- What you need to do
From the first line of the data below, copy each line up to the one containing "Replaced AA Tank's artwork with new one", and include that line too.

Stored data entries
◇ ◇ ◇
PR #364, opened 2021-09-13
Added new ship2's artwork

Dzierzan:
Renamed `SHIP2` to `PLANE1`
Sequences and art for previous actor are kept.
plane1
icon_waifu2x_art_noise1_scale_tta_1


mods/hv/rules/bots.yaml
```diff
@@ -88,7 +88,7 @@ Player:
 			scout2: 1
 			technician: 1
 			missile_tank: 5
-			ship1: 5
```
GraionDilach, line 91: Wrong line.

Dzierzan: Thx for heads up.

PR #370, opened 2021-09-14
Added extra sprites for the Force Field building

Dzierzan:


Mailaender:
You forgot about `field.yaml`.

PR #379, opened 2021-09-17
Replaced AA Tank's artwork with new one

Dzierzan:
image


mods/hv/rules/vehicles.yaml
```diff
@@ -88,7 +88,7 @@ TYRIANTANK:
 	RenderSprites:
 		PlayerPalette: green
 
-TANK9:
+AATANK:
```
Mailaender, line 91: Please don't replace it as it works just fine. Do a faction specific alternative instead.

Dzierzan: TANK9 doesn't look like AA tank. Not at all. I prefer to make one more AA tank actor which looks like AA than use sprites which don't indicate that.

PR #380, opened 2021-09-17
Updated damage state sprite for Miner Building

Dzierzan:


Mailaender:
I think we should rather suspend the filling animation when damaged.

Dzierzan:
IMO no, it still needs a clear indication that something is going on.

PR #1108, opened 2024-08-03
Enlarged map Fight At The River

OcelotWalrus:


mods/hv/maps/river-fight/map.yaml
```diff
@@ -35,102 +35,11 @@ Players:
 		Enemies: Creeps
 	PlayerReference@Multi1:
 		Name: Multi1
-		AllowBots: False
```
Mailaender, line 38: Bots still can't use landing craft. You could try to do a custom AI for this map that only attacks by air and sea, though.

OcelotWalrus: It's the map editor that must have removed that.

PR #1070, opened 2024-07-23
Added Palm Tree decoration actor

OcelotWalrus:
_Partially fixes #1041._

image

PR #1109, opened 2024-08-03
Added palm trees.

Dzierzan:
Supersedes #1070

image


Dzierzan:
Leaves were toned down by -25%

OcelotWalrus (approved):
Looks amazing!

I'd be amazed if you could also make palm tree tiles:
image

PR #1114, opened 2024-08-04
Recode ImpactAirWarhead to ValidateTriggerWarhead.

GraionDilach:
ImpactAirWarhead was inherited from AS, but due to bitrot and confusion over the initial approach, the reasons stopped being clear enough on why it got implemented in the first place.

This refactor shifts all trigger validation logic to the abstract base class from the downstream usecases, to promote the trigger validation as the primary function and downplay the Air targettype grant as an implementation detail.

Also dropped ImpactActors tag to explicitly rely on TargetType filtering alone.

TO-DO: Write case study properly explaining the underlying reason.

### DIFF
--- a/OpenRA.Mods.HV/Warheads/FireRadiusWarhead.cs
+++ b/OpenRA.Mods.HV/Warheads/FireRadiusWarhead.cs
@@ -13,13 +13,12 @@ using System;
 using System.Linq;
 using OpenRA.GameRules;
 using OpenRA.Mods.Common.Traits;
-using OpenRA.Mods.Common.Warheads;
 using OpenRA.Traits;
 
 namespace OpenRA.Mods.HV.Warheads
 {
 	[Desc("Fires a defined amount of weapons with their maximum range in a wave pattern.")]
-	public class FireRadiusWarhead : ImpactAirWarhead, IRulesetLoaded<WeaponInfo>
+	public class FireRadiusWarhead : ValidateTriggerWarhead, IRulesetLoaded<WeaponInfo>
 	{
 		[WeaponReference]
 		[FieldLoader.Require]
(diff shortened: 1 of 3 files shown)


GraionDilach:
That FRW pos usage is a bug, I'll need to review what was I thinking there.

GraionDilach:
Might need to split this one into two, because I got carriede away wrt FireRadiusWarhead.

OpenRA.Mods.HV/Warheads/FireRadiusWarhead.cs
```diff
@@ -76,31 +64,24 @@ public override void DoImpact(in Target target, WarheadArgs args)
 
 			for (var i = 0; i < amount; i++)
 			{
-				var radiusTarget = Target.Invalid;
-
 				var rotation = WRot.FromFacing(i * offset);
-				var targetpos = epicenter + new WVec(weapon.Range.Length, 0, 0).Rotate(rotation);
-				var tpos = Target.FromPos(new WPos(targetpos.X, targetpos.Y, map.CenterOfCell(map.CellContaining(targetpos)).Z));
+				var radiusTargetVector = epicenter + new WVec(weapon.Range.Length, 0, 0).Rotate(rotation);
```
Mailaender, line 68: Not a vector but a position.

OpenRA.Mods.HV/Warheads/FireRadiusWarhead.cs
```diff
@@ -76,31 +64,24 @@ public override void DoImpact(in Target target, WarheadArgs args)
...
-					tpos = Target.FromPos(new WPos(targetpos.X, targetpos.Y, map.CenterOfCell(map.CellContaining(targetpos)).Z + altitude.Length));
-				}
+				// allow maintaining Z axis in airburst chain
+				var radiusTargetAltitude = TransferAltitude
+					? map.CenterOfCell(map.CellContaining(radiusTargetVector)).Z + map.DistanceAboveTerrain(targetPosition).Length
+					: map.CenterOfCell(map.CellContaining(radiusTargetVector)).Z;
 
-				if (weapon.IsValidAgainst(tpos, firedBy.World, firedBy))
-					radiusTarget = tpos;
+				var radiusTargetPosition = Target.FromPos(new WPos(radiusTargetVector.X, radiusTargetVector.Y, radiusTargetAltitude));
```
Mailaender, line 75:
```suggestion
				var radiusTarget = Target.FromPos(new WPos(radiusTargetVector.X, radiusTargetVector.Y, radiusTargetAltitude));
```

PR #1137, opened 2024-08-08
Update Howitzer's icon credit attributions

OcelotWalrus:
From now on, I'm using my name for credit attributions purposes.


mods/hv/bits/howitzer-icon.yaml
```diff
@@ -1,5 +1,5 @@
 FrameSize: 63,47
 FrameAmount: 1
 Offset: 0,0
-Author: Daniel Cook, Cromha
+Author: Daniel Cook, Jimmy L. Miles (Cromha)
```
Mailaender, line 4: Put your real name (nickname) in credits and go with your real name only here. We also don't credit Daniel Cook with (danktheduck).

PR #1142, opened 2024-08-09
Don't play animation on orepurifier/smelter when it's being sold

### LINKED ISSUE #1125: A Frame of Ore Smelters appear briefly after selling them

OcelotWalrus:
Fixes #1125.

### DIFF
--- a/mods/hv/rules/buildings.yaml
+++ b/mods/hv/rules/buildings.yaml
@@ -1063,7 +1063,7 @@ ORESMELT:
 		RequiresCondition: !build-incomplete && !disabled
 	WithIdleAnimation:
 		Interval: 40
-		RequiresCondition: !build-incomplete && !disabled && !burning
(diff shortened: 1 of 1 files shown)


OcelotWalrus:
Should I move the `sold` condition to the oresmelter/purifer only? So the workflows are happy :D

mods/hv/rules/defaults.yaml
```diff
@@ -602,6 +602,8 @@
 	ActorLostNotification:
 		Notification: BuildingLost
 		TextNotification: notification-building-lost
+	GrantConditionOnSell:
+		Condition: sold
```
Mailaender, line 606: This is duplicating https://github.com/OpenHV/OpenHV/blob/42a4b0f82cc504806c3b8724d22c0a5f44b374a8/mods/hv/rules/defaults.yaml#L599-L600

PR #1136, opened 2024-08-08
Added a new prop

OcelotWalrus:

PR #1145, opened 2024-08-11
Added prop18.

Dzierzan:
Supersedes #1136

prop18


OcelotWalrus (commented):
The drilling animations look terrible in my honest opinion (it drills down way too fast). You should add outlines to the basements. The shadow should also be drawn over the center basement, logically. The shadow also looks odd but maybe that's just me.

Dzierzan:
To be honest, it doesn't look like a drill to me, but more like a hammer-thingy. Hence pounding the hole, for whatever reason you might image. So your guess is as good as mine, but drill... I don't see it.

I prefer foundation without outline.

The shadow is correct.
image

OcelotWalrus:
At least don't make the animation when it goes down that harsh, it doesn't feel natural.

OcelotWalrus:
I'd just add one more frame though, at the middle of the descent.

Dzierzan:
I can add that one frame, but I'd avoid using particles.

Dzierzan:
Alright, I actually re-added your original idea of `active` sequence, as I forgot pre-placed props would have synchronized animation, which would look odd.

I also changed a bit animation. See if you like it now.

Dzierzan:
Ehh... a small desync with shadow, gotta fix it. Barely noticable, but I see it xD

Dzierzan:
prop18-2

OcelotWalrus (approved):

PR #1148, opened 2024-08-13
Added prop19.

Dzierzan:
prop19


mods/hv/rules/props.yaml
```diff
@@ -378,6 +378,53 @@ PROP18:
...
+	Health:
+		HP: 60000
+	HitShape:
+		UseTargetableCellsOffsets: False
+		TargetableOffsets: -100,-412,0, -100,412,0, -800,-412,0, -800,412,0
+		Type: Rectangle
+			TopLeft: -1024, -424
+			BottomRight: 1024, 1524
+	WithSpriteBody@Animation:
+		Sequence: null
```
Mailaender, line 399: Can you explain why you did this?

Dzierzan: Yeah, I assumed that if I didn't do it, idle animation could potentially cover other animations.

OcelotWalrus: I think it's what he uses to make the animations random.

GraionDilach: We already had issues with having multiple WSBs (#148 triggering https://github.com/OpenRA/OpenRA/pull/18574#issuecomment-683272807 leading to #177), so this is a bad setup.

Use z offsets.

Dzierzan: So you want to render idle 3 times?

GraionDilach: It would be better if you'd use WithIdleOverlay+GPC from #1150 for the lights and the animation, instead of the WSB+WIA combination.

Mailaender: Animations tight in with conditions sounds like too much overhead. I'd rather write a new animation trait.

GraionDilach: I don't see how would that new animation trait look like. Sure, you can just copy-paste WIO and add some sort of a play-once-every-random-amount-of-frames support, but I'm not convinced that such code duplication is the correct path.

PR #1158, opened 2024-08-21
Remove Broker Pod deployable ability and prevent bots from building them

WilliamWeberBerrutti:


GraionDilach:
Should aqlso delete the sequence definition at least to not waste pixels on the generated internal sprite sheets.

OcelotWalrus (commented):
Why preventing the bots from building broker pods?

WilliamWeberBerrutti:
> Why preventing the bots from building broker pods?

Because, with the ability removal, they don't know to use them to steal money, as far as I noticed.

GraionDilach:
It's likely the same issue as upstream's takeaway from medics/mechanics then - the AI spamming attack-moves and relying on autotargeting thenafter is too crude to be effectively combined with such a specific attacking usecase.

PR #1159, opened 2024-08-21
Added range circles to Nuke and Railgun support powers

OcelotWalrus:
Added a range circle to both Nuke and Railgun support powers, to show the damage range to the player.

### DIFF
--- a/mods/hv/rules/buildings.yaml
+++ b/mods/hv/rules/buildings.yaml
@@ -1506,6 +1506,8 @@ SILO:
 		SelectTargetTextNotification: notification-select-target
 		IncomingSpeechNotification: NukeIncoming
 		OrderName: Nukem
+		CircleRanges: 9c0
+		CircleColor: FFFFFF
 	SupportPowerChargeBar:
 	Power:
 		Amount: -150
@@ -1588,6 +1590,7 @@ UPLINK:
 		SelectTargetTextNotification: notification-select-target
 		IncomingSpeechNotification: OrbitalRailgunFired
 		AirburstAltitude: 40c0
+		TargetCircleRange: 3c0
 		Weapon: RailgunSetup
 
 STORAGE:


mods/hv/rules/buildings.yaml
```diff
@@ -1588,6 +1590,7 @@ UPLINK:
 		SelectTargetTextNotification: notification-select-target
 		IncomingSpeechNotification: OrbitalRailgunFired
 		AirburstAltitude: 40c0
+		TargetCircleRange: 5c0
```
Mailaender, line 1593:
```suggestion
		TargetCircleRange: 3c0
```

mods/hv/rules/buildings.yaml
```diff
@@ -1506,6 +1506,8 @@ SILO:
 		SelectTargetTextNotification: notification-select-target
 		IncomingSpeechNotification: NukeIncoming
 		OrderName: Nukem
+		CircleRanges: 25c0
```
Mailaender, line 1509: This is more than the entire screen.
grafik

```suggestion
		CircleRanges: 6c0
```
maybe

mods/hv/rules/buildings.yaml
OcelotWalrus: I actually tested by comparing the range circle and the red damage circle with the combat geometry overlay and it fits correctly.

mods/hv/rules/buildings.yaml
OcelotWalrus: I know it's huge but as with the uplink, it fits the damage zone. It even is a bit smaller.

OcelotWalrus: On my screen it doesn't.

Mailaender: You are including the fall off.

PR #1181, opened 2024-08-31
Added new tileset *beautiful*: Black Sand

OcelotWalrus:
I got the idea from Iceland's actual black sand.


Dzierzan:
I guess this works. It's a simple reskin, but since it's a reskin of colors, I've got nothing against the art itself.

Looks like burn ground to me.

Mailaender:
You can still give it a different texture.

PR #127, opened 2020-02-26
[bugfix] fix Stream.onTerminate causing illegal state exception.

Laimiux:
It was not easy to replicate, but the exception is as follows:
java.lang.IllegalStateException: Callback class com.instacart.formula.fragment.FragmentFlowStore$evaluate$$inlined$eventCallback$1 is already defined. Are you calling it in a loop or reusing a method? You can wrap the call with FormulaContext.key

### DIFF
--- a/formula/src/main/java/com/instacart/formula/internal/FormulaManagerImpl.kt
+++ b/formula/src/main/java/com/instacart/formula/internal/FormulaManagerImpl.kt
@@ -29,10 +29,11 @@ internal class FormulaManagerImpl<Input, State, RenderModel>(
 
     private var state: State = state
     private var onTransition: ((Effects?, isValid: Boolean) -> Unit)? = null
+    private var pendingRemoval: MutableList<FormulaManager<*, *, *>>? = null
 
     private fun handleTransition(transition: Transition<State>, wasChildInvalidated: Boolean) {
         if (terminated) {
-            // We only pass messages up.
+            // State transitions are ignored, only side effects are passed up to be executed.
             onTransition?.invoke(transition.effects, true)
             return
         }
@@ -68,7 +69,6 @@ internal class FormulaManagerImpl<Input, State, RenderModel>(
         transitionId: Long
     ): Evaluation<RenderModel> {
         // TODO: assert main thread.
-
         val lastFrame = frame
         if (lastFrame != null && lastFrame.isValid(input)) {
             updateTransitionNumber(transitionId)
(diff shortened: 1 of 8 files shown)


formula/src/main/java/com/instacart/formula/internal/FormulaManagerImpl.kt
```diff
@@ -159,29 +173,33 @@ internal class FormulaManagerImpl<Input, State, RenderModel>(
...
-
         return manager.evaluate(formula, input, processingPass).renderModel
     }
 
     override fun markAsTerminated() {
         terminated = true
         frame?.transitionCallbackWrapper?.terminated = true
-
         callbacks.disableAll()
-        updateManager.terminate()
```
Laimiux: `markAsTerminated` is called before we are ready to perform side-effects.  We need to delay `UpdateManager.terminate` until we are ready to handle transitions.

carrotkite:
### JaCoCO Code Coverage 75.88% :white_check_mark:
|:---|:---:|:---:|:---:|
| `com/instacart/formula/internal/FormulaManagerImpl` | 79% | 0% | :white_check_mark: |
| `com/instacart/formula/test/TestFormulaManager` | 0% | 0% | :white_check_mark: |


</p>

formula/src/main/java/com/instacart/formula/internal/FormulaManagerImpl.kt
```diff
@@ -159,29 +176,33 @@ internal class FormulaManagerImpl<Input, State, RenderModel>(
         @Suppress("UNCHECKED_CAST")
         val manager = children
             .findOrInit(key) {
-                childManagerFactory.createChildManager(formula, input, transitionLock)
+                childManagerFactory.createChildManager(formula, input, transitionLock).apply {
+                    setTransitionListener { message, isValid ->
```
Laimiux: We only need to set the listener once when we initialize the child manager.

formula/src/main/java/com/instacart/formula/internal/FormulaManagerImpl.kt
```diff
@@ -91,15 +91,28 @@ internal class FormulaManagerImpl<Input, State, RenderModel>(
...
+        pendingRemoval = null
+        local?.forEach { it.performTerminationSideEffects() }
+        if (transitionLock.hasTransitioned(currentTransition)) {
+            return true
+        }
+
+        return children.any { it.value.value.terminateDetachedChildren(currentTransition) }
+    }
+
+    // TODO: should probably terminate children streams, then self.
```
Laimiux: This is a TODO for a later time.

Laimiux:
It was pretty hard to replicate this issue, but I was finally able to do it. It only happens if parent formula produces a new state by `onInputChanged()` and at the same time, a nested child fires a termination event.

PR #128, opened 2020-02-28
Avoid exhausting the stack when doing transitions.

Laimiux:
Updating formula runtime to use a while loop to iterate over side-effects instead of recursion based behavior. The stack still overflows at 500 nested child formulas, however for a different reason than what this PR fixes. Without this change, it would overflow at 100 child formulas.


carrotkite:
### JaCoCO Code Coverage 74.98% :white_check_mark:
|:---|:---:|:---:|:---:|
| `com/instacart/formula/FormulaRuntime` | 50% | 0% | :white_check_mark: |


</p>

PR #133, opened 2020-03-31
Use startedActivity before posting update

erikwolfe02:
Use `startedActivity` instead of `currentActivity` with `update`

### DIFF
--- a/formula-android/src/main/java/com/instacart/formula/integration/ActivityHolder.kt
+++ b/formula-android/src/main/java/com/instacart/formula/integration/ActivityHolder.kt
@@ -45,7 +45,9 @@ class ActivityHolder<Activity : FragmentActivity> {
     }
 
     fun detachActivity(activity: Activity) {
-        this.activity = null
+        if (this.activity == activity) {
+            this.activity = null
+        }
         lifecycleEventRelay.accept(Unit)
     }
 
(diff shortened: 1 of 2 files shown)


formula-android/src/main/java/com/instacart/formula/integration/ActivityHolder.kt
```diff
@@ -45,9 +45,7 @@ class ActivityHolder<Activity : FragmentActivity> {
     }
 
     fun detachActivity(activity: Activity) {
-        if (this.activity == activity) {
-            this.activity = null
-        }
+        this.activity = null
```
erikwolfe02: This check is not needed since `StoreManager` already confirms they're the same

Laimiux: I think I had this check in case the new activity is created before old one is destroyed.

carrotkite:
### JaCoCO Code Coverage 76.66% :white_check_mark:
|:---|:---:|:---:|:---:|
| `com/instacart/formula/integration/ActivityHolder` | 100% | 0% | :white_check_mark: |
| `com/instacart/formula/integration/ActivityStoreContext` | 33% | 0% | :white_check_mark: |


</p>

formula-android/src/main/java/com/instacart/formula/integration/ActivityHolder.kt
erikwolfe02: Ah interesting. I'll put back just in case.

PR #138, opened 2020-04-18
[sample] creating a custom stream implementation.

Laimiux:
Adding an example that shows how to create a custom stream implementation. It also shows how to hide split it into an interface and the implementation.

Important classes:
- Stream example classes -> `NetworkStateStream.kt` and `NetworkStateStreamImpl.kt`
- Formula using the stream -> `NetworkStateFormula.kt`
- Text example which uses a fake stream implementation -> `NetworkStateFormulaTest.kt`


carrotkite:
### JaCoCO Code Coverage 77.11% :white_check_mark:
|:---|:---:|:---:|:---:|


</p>

samples/custom-network-state-stream/build.gradle
```diff
@@ -0,0 +1,51 @@
...
+
+androidExtensions {
+    experimental = true
+    features = ['parcelize']
+}
+
+android {
+    compileSdkVersion 28
+    defaultConfig {
+        applicationId "com.instacart.formula.stopwatch"
```
Jawnnypoo, line 13: Should this change? Probably doesn't matter, but in case someone wanted to install all the samples at once.

Laimiux: Oops, missed during copy-paste.

PR #140, opened 2020-05-14
[android] Rely on actual backstack entries to detect fragments being popped

mhartvick:
This modification keeps track of the actual backstack in `FragmentFlowRenderView` instead of a count. It also keeps a list of fragments being popped to avoid `onLifecycleEvent()` triggered for a wrong fragment, in case of the framework not calling `onFragmentViewDestroyed()` in order.

### DIFF
--- a/formula-android/src/main/java/com/instacart/formula/integration/FragmentFlowRenderView.kt
+++ b/formula-android/src/main/java/com/instacart/formula/integration/FragmentFlowRenderView.kt
@@ -176,12 +176,16 @@ internal class FragmentFlowRenderView(
         val backStackEntryCount = backStackEntries.size
         val newBackStackEntryCount = activity.supportFragmentManager.backStackEntryCount
         if (backStackEntryCount > newBackStackEntryCount) {
-            val poppedFragmentName = backStackEntries.removeAt(backStackEntryCount - 1).name
-            if (poppedFragmentName != null && visibleFragments.find { it.tag == poppedFragmentName } != null) {
-                awaitingRemoval.add(poppedFragmentName)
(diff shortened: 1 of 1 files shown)


carrotkite:
### JaCoCO Code Coverage 77.06% :white_check_mark:
|:---|:---:|:---:|:---:|
| `com/instacart/formula/integration/FragmentFlowRenderView` | 56% | 0% | :white_check_mark: |


</p>

formula-android/src/main/java/com/instacart/formula/integration/FragmentFlowRenderView.kt
```diff
@@ -169,10 +173,15 @@ internal class FragmentFlowRenderView(
     }
 
     private fun recordBackstackChange() {
-        val newBackstackSize = activity.supportFragmentManager.backStackEntryCount
-        if (backstackEntries > newBackstackSize) {
-            backstackPopped = true
+        val backStackEntryCount = backStackEntries.size
+        val newBackStackEntryCount = activity.supportFragmentManager.backStackEntryCount
+        if (backStackEntryCount > newBackStackEntryCount) {
+            val poppedFragmentName = backStackEntries.removeAt(backStackEntryCount - 1).name
```
Laimiux, line 179: I wonder if we can assume that only `1` entry can be removed at the time.

mhartvick: I actually probably shouldn't assume that (with transactions and other things, I wouldn't be surprised if it's not always the case + seems like fragment is slightly bug prone :trollface:, so we better protect ourselves)

PR #143, opened 2020-06-01
Fix crash when multiple fragments get removed in same "backstackChanged" callback

mhartvick:
Looks like https://github.com/instacart/formula/blob/master/formula-android/src/main/java/com/instacart/formula/integration/FragmentFlowRenderView.kt#L180 has been causing a couple of `IndexOutOfBoundException` crashes. 
~Might be caused by some race (and `OnBackStackChangedListener` called from multiple threads)~
Most likely caused by the loop removing elements in "order" and list size decreasing while looping

### DIFF
--- a/.circleci/config.yml
+++ b/.circleci/config.yml
@@ -105,7 +105,7 @@ commands:
       - run:
           name: Assemble Todo App
           command: |
-            ./gradlew :samples:todoapp:assembleRelease
+            ./gradlew :samples:todoapp:assembleRelease --no-daemon
       - run:
           name: Assemble Custom Stream App
           command: |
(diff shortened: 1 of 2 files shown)


.circleci/config.yml
```diff
@@ -105,7 +105,7 @@ commands:
       - run:
           name: Assemble Todo App
           command: |
-            ./gradlew :samples:todoapp:assembleRelease
```
Laimiux, line 108: I would change all of the `./gradlew` commands here to have `--no-daemon`.

carrotkite:
### JaCoCO Code Coverage 77.06% :white_check_mark:
|:---|:---:|:---:|:---:|
| `com/instacart/formula/integration/FragmentFlowRenderView` | 64% | 0% | :white_check_mark: |


</p>

PR #144, opened 2020-06-11
Fix effect execution order.

Laimiux:
## What
Effects should be executed on a first come first serve basis. Currently, in some cases, it might execute them on last come first serve which can lead to unpredictable behavior. 

While adding a new test, I found out that by default, `assertThat().containsExactly()` doesn't assert on the order. To fix this we either need to append `.inOrder()` or call `isEqualTo(listOf())`. A few tests started failing once we started to assert on order.

### DIFF
--- a/formula/src/main/java/com/instacart/formula/FormulaRuntime.kt
+++ b/formula/src/main/java/com/instacart/formula/FormulaRuntime.kt
@@ -81,7 +81,7 @@ class FormulaRuntime<Input : Any, State, RenderModel : Any>(
                         threadChecker.check("Only thread that created it can trigger transitions.")
 
                         if (effects != null) {
-                            effectQueue.push(effects)
+                            effectQueue.addLast(effects)
                         }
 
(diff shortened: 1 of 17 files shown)


formula/src/main/java/com/instacart/formula/FormulaRuntime.kt
```diff
@@ -81,7 +81,7 @@ class FormulaRuntime<Input : Any, State, RenderModel : Any>(
                         threadChecker.check("Only thread that created it can trigger transitions.")
 
                         if (effects != null) {
-                            effectQueue.push(effects)
+                            effectQueue.addLast(effects)
```
Laimiux, line 84: This is the fix: `push` appends the effect to the start of the list, we want to append to the end.

carrotkite:
### JaCoCO Code Coverage 77.07% :white_check_mark:
|:---|:---:|:---:|:---:|


</p>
◇ ◇ ◇
- Task solution
PR #364, opened 2021-09-13
Added new ship2's artwork

Dzierzan:
Renamed `SHIP2` to `PLANE1`
Sequences and art for previous actor are kept.
plane1
icon_waifu2x_art_noise1_scale_tta_1


mods/hv/rules/bots.yaml
```diff
@@ -88,7 +88,7 @@ Player:
 			scout2: 1
 			technician: 1
 			missile_tank: 5
-			ship1: 5
```
GraionDilach, line 91: Wrong line.

Dzierzan: Thx for heads up.

PR #370, opened 2021-09-14
Added extra sprites for the Force Field building

Dzierzan:


Mailaender:
You forgot about `field.yaml`.

PR #379, opened 2021-09-17
Replaced AA Tank's artwork with new one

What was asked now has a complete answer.